= Work order =
Reproduce the first line of the entries that follow and each later line, word for word, ending with the one containing "- Kept generated".

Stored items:
==================================================

PR #114, opened 2026-07-03
ONB-202: Improve keyword generator experience

emiraydin10:
## Summary

Implemented the ONB-202 UX improvements for the keyword generator and addressed review feedback with additional validation safeguards.

- Added multi-selection support for choosing which n-gram sizes should be displayed
- Extended n-gram generation support from 1-gram up to 10-gram
- Added removable unwanted words input with comma-separated parsing
- Replaced the plain textarea with ActionKit `MaTextarea`
- Replaced the unwanted words native input with ActionKit `MaInput`
- Rendered generated keywords as read-only `MaBadge` results
- Kept generated results synchronized when selected n-gram sizes change after generation
- Disabled Generate when no n-gram size is selected
- Disabled Generate when the main text input is empty or only whitespace
- Disabled Generate when the input does not contain enough words for all selected n-gram sizes
- Added helper messages for invalid generation states
- Replaced fragile child CSS selector usage with an explicit `.ma-keyword-group` class
- Fixed long keyword badge overflow for 6–10 gram results
- Added concise comments around review-related implementation decisions

## Review Feedback Updates

Addressed the review feedback by:

- Preventing generation when no n-gram size is selected
- Adding a safety guard in `generateKeywords` for invalid generation states
- Replacing `.ma-keyword-results > div` with the semantic `.ma-keyword-group` class
- Using ActionKit `MaInput` for the unwanted words field instead of a native input
- Keeping the current 1–10 gram generation approach because it prevents stale results when selected n-gram sizes change after generation

## Additional UX Improvements

While testing the same flow, I also handled related empty-result cases:

- Generate is now disabled when the input text is empty
- Generate is now disabled when the selected n-gram sizes cannot be produced from the current word count
- When multiple n-gram sizes are selected, the input must contain enough words for the largest selected n-gram size
- Helper messages now explain why Generate is disabled

Example cases covered:

- Empty input + selected n-gram size
- Text input + no selected n-gram size
- 1 word + selected 3-gram
- 5 words + selected 5-gram and 7-gram
- Valid input with enough words for all selected n-gram sizes

## Implementation Notes

- `MaBadge` is used instead of `MaTagInput` because generated keywords are read-only output, not editable user input.
- Selected n-gram sizes are used as the visibility source for rendered result sections.
- Generated results are kept in sync after selection changes to avoid stale or empty-looking sections.
- Generate is disabled unless the form can produce visible results for all selected n-gram sizes.
- Long n-gram badges wrap inside their own result section instead of overflowing into nearby columns.
- ActionKit badge styling is overridden only within `KeywordGenerator.vue` using scoped CSS and `:deep`, so global ActionKit styles are not changed.
- `.ma-keyword-group` is used instead of a direct child selector to keep the CSS more maintainable.

## Manual Checks

Manually tested the following cases after implementation and follow-up fixes:

- Default 1, 2, 3 n-gram selection
- Selecting and unselecting different n-gram sizes between 1 and 10
- Changing selected n-gram sizes after clicking Generate
- Inputs with repeated words to verify duplicate removal
- Inputs with unwanted words such as `is`, `a`, `an`, `the`
- Comma-separated unwanted words with spaces and different casing
- Empty input
- Empty n-gram selection
- Short input with large n-gram selections such as 8, 9, 10
- Multiple selected n-gram sizes where only some could be generated
- Long 6–10 gram badge output to verify there is no visual overflow

## Checks

- `git diff --check`
- `yarn lint`
- `yarn build`

Build passed with only existing dependency/chunk-size warnings.

### DIFF
--- a/package.json
+++ b/package.json
@@ -11,7 +11,7 @@
   },
   "dependencies": {
     "@mobileaction/action-kit": "^1.58.20",
-    "vue": "^3.4.29",
+    "vue": "^3.5.12",
     "vue-router": "^4.3.3"
   },
   "devDependencies": {
--- a/package.json
+++ b/package.json
@@ -10,6 +10,7 @@
     "lint": "eslint . --ext .vue,.js,.jsx,.cjs,.mjs --fix --ignore-path .gitignore"
   },
   "dependencies": {
+    "@mobileaction/action-kit": "^1.58.20",
     "vue": "^3.4.29",
     "vue-router": "^4.3.3"
   },
--- a/src/main.js
+++ b/src/main.js
@@ -1,9 +1,12 @@
 import { createApp } from 'vue'
+import { ActionKit } from '@mobileaction/action-kit'
+import '@mobileaction/action-kit/dist/style.css'
 import App from './App.vue'
 import router from './router'
 
 const app = createApp(App)
 
+app.use(ActionKit)
 app.use(router)
 
 app.mount('#app')
--- a/src/pages/keyword-generator/KeywordGenerator.vue
+++ b/src/pages/keyword-generator/KeywordGenerator.vue
@@ -57,7 +57,7 @@ const generateKeywords = () => {
         : [];
 
     generatedKeywords.value = Object.fromEntries(
-        selectedGramSizes.value.map((gramSize) => [
+        gramSizeOptions.map((gramSize) => [
             gramSize,
             generateUniqueNGrams(words, gramSize),
         ]),
--- a/src/pages/keyword-generator/KeywordGenerator.vue
+++ b/src/pages/keyword-generator/KeywordGenerator.vue
@@ -2,10 +2,15 @@
 import { MaBadge, MaTextarea } from '@mobileaction/action-kit';
 import { computed, ref } from 'vue';
 
-// Store the input and generated keyword groups as reactive state.
 const userInput = ref('');
+
+// Keep the original ONB-201 result set visible by default while allowing 1–10 selection.
 const selectedGramSizes = ref([1, 2, 3]);
+
+// Seed the editable list with a short set of common words instead of imposing a large fixed stop-word dictionary.
 const unwantedWords = ref('is, a, an, the');
+
+// Define the supported range once so the selector and generation logic cannot drift apart.
 const gramSizeOptions = Array.from({ length: 10 }, (_, index) => index + 1);
 const generatedKeywords = ref({
     1: [],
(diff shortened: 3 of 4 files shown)


emrekaansurgun (commented):
Good work overall! The feature works as described and the code is well-structured. A few things to keep in mind for future improvements:

**1. Missing validation when no n-gram size is selected**
If the user unchecks all gram sizes and clicks "Generate", the button still fires and `generatedKeywords` gets populated silently, but nothing is shown because `hasGenerated` stays `false` (no section has keywords). Consider disabling the button or showing a warning when `selectedGramSizes` is empty. This prevents a confusing user experience.

**2. All 10 gram sizes are always generated, even unselected ones**
`generateKeywords` computes all 10 gram sizes every time regardless of what the user selected. You mentioned in your notes that this is intentional to avoid stale results when the selection changes, that's a valid reason. But if performance ever becomes a concern with large inputs, you could instead regenerate only when the selection changes (using a `watch`), or compute lazily. For now it's fine, just worth being aware of the trade-off.

**3. CSS selector `.ma-keyword-results > div` is fragile**
Using a bare `div` as a selector couples your styles to the markup structure. If you later wrap the content in another element, the styles silently break. Prefer a semantic class name like `.ma-keyword-group` on the div itself, it's more explicit and easier to maintain.

**4. Inconsistent use of ActionKit components**
The main text input uses `MaTextarea` (good!), but the "Unwanted words" field uses a plain native `<input>`. ActionKit has an `MaInput` component, prefer it here for visual and behavioral consistency across the form.

emrekaansurgun (approved):

emiraydin10:
Thanks for the detailed review.

I pushed an update addressing the feedback and also added a few related UX safeguards I noticed while testing the same flow.

Changes made based on the review:
- Disabled the Generate button when no n-gram size is selected.
- Added a safety guard in `generateKeywords` so generation cannot run without a selected n-gram size.
- Replaced the fragile `.ma-keyword-results > div` selector with an explicit `.ma-keyword-group` class to make the markup/style relation easier to maintain.
- Replaced the native unwanted words input with ActionKit `MaInput` for better consistency with the ActionKit textarea.

Additional UX improvements I added while testing:
- Disabled Generate when the main text input is empty or only whitespace.
- Added validation for cases where the current input does not have enough words for the selected n-gram sizes.
- When multiple n-gram sizes are selected, Generate now requires enough words for the largest selected n-gram size, so all selected sections can produce results.
- Added helper messages for these invalid states to make the form behavior clearer.
- Added short implementation comments around the validation and styling decisions for review clarity.

Checks:
- `git diff --check`
- `yarn lint`
- `yarn build`

Build passed.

==================================================

= Written response =
PR #114, opened 2026-07-03
ONB-202: Improve keyword generator experience

emiraydin10:
## Summary

Implemented the ONB-202 UX improvements for the keyword generator and addressed review feedback with additional validation safeguards.

- Added multi-selection support for choosing which n-gram sizes should be displayed
- Extended n-gram generation support from 1-gram up to 10-gram
- Added removable unwanted words input with comma-separated parsing
- Replaced the plain textarea with ActionKit `MaTextarea`
- Replaced the unwanted words native input with ActionKit `MaInput`
- Rendered generated keywords as read-only `MaBadge` results
- Kept generated results synchronized when selected n-gram sizes change after generation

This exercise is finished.